His days are punctuated by coughing fits, breathing treatments, and enzyme capsules that accompany every meal. School attendance is irregular, and lessons often arrive through notes sent by friends. On better days, he watches cricket matches from the sidelines, his lungs not quite keeping up with his heart’s enthusiasm. Some classmates keep a cautious distance; afraid his cough might be contagious. His mother has learned to read the smallest change in his breathing; she knows that a simple cold could mean another hospital stay, another journey, another night without sleep.
Cystic fibrosis (CF) is a chronic, inherited multisystem disorder caused by mutations in the CFTR gene. This defect makes mucus thick and sticky, leading to lung infections, digestive problems, and nutritional deficiencies. Over time, it affects every system in the body. Despite advances such as CFTR modulators, a class of precision drugs that correct the underlying protein defect, access remains limited in many parts of the world, including India. Children continue to live with symptoms that affect not just the lungs but their overall quality of life.
While medicine has advanced dramatically, CF reminds us that longevity alone is not enough, living well matters too. That’s where palliative care enters the story.
Palliative care is often misunderstood as end-of-life care. In truth, it begins at diagnosis and continues alongside disease-directed treatment. It aims to relieve symptoms, support families emotionally, and address the social and spiritual challenges of living with chronic illness. In cystic fibrosis, where fatigue, breathlessness, pain, anxiety, and sleep disturbance are constant companions, palliative care acts as the steadying hand that helps children and parents cope with uncertainty.
Globally, the field has begun to recognise this. The Cystic Fibrosis Foundation in the United States now recommends that palliative care be integrated into routine CF management, not as a last resort but as an essential layer of support. When palliative care teams work alongside CF clinicians, patients experience better symptom control, fewer hospital admissions, and greater emotional well-being.
For children, the benefits go beyond medicine: improved school attendance, confidence in social interactions, and relief from the silent burden of chronic illness. For families, it provides guidance through complex decisions, prognosis, hospitalisation, or comfort-focused care at home.
In India, however, paediatric palliative care is still an emerging field. Services are concentrated in tertiary cancer hospitals, and children with non-oncological diseases like CF often fall through the cracks. Families travel long distances, as the boy from West Bengal does, to access specialised care. Awareness among clinicians is improving, but infrastructure, trained workforce, and community support remain limited.
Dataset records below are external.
PR #8524, opened 2024-05-06
Update EIP-7495: fix property accessors for `Variant[S]`

etan-status:


etan-status:
Integrating this into another PR that also affects the .md file so that it auto approves. If one only changes assets, no auto approve is triggered.

PR #8525, opened 2024-05-06
Update EIP-6493: Convert to `StableContainer` for serialization tests

etan-status:


etan-status:
Integrating this into another PR that also changes an `.md` file, so that it automerges.

PR #1388, opened 2022-09-04
case insensitive monetization and more consistent alby metatags

bumi:
this make the check for the lightning metatag case in-sensitive. 

Checks for `name="alby:name"` and "alby:description" metatags to load the website information.
currently we only checked for `property="alby:name"` this feels a bit inconsistent because for the lightning meta tage we use the `name` attribute.


escapedcat (approved):
So insensitive! :P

As part of the Children’s Palliative Care Leadership Program, at the Department of Palliative Medicine, AIIMS New Delhi, efforts are underway to integrate palliative care into the routine management of children with cystic fibrosis in India. This approach encourages paediatric teams to adopt a more holistic view of care, supporting physical comfort, emotional wellbeing, family resilience, and overall quality of life. It also means recognising children not merely as patients but as growing individuals with dreams, frustrations, and voices that deserve to be heard.
One boy’s journey speaks to something larger than one child’s struggle, the need for systems that see beyond disease, that bridge the distance between hospital and home, between survival and living well. Until then, families like his will keep travelling, carrying medicines, and hope, across sixteen hundred kilometres.
This narrative draws from clinical experiences and reflections within a tertiary care setting, where children with cystic fibrosis continue to inspire conversations around holistic and compassionate care.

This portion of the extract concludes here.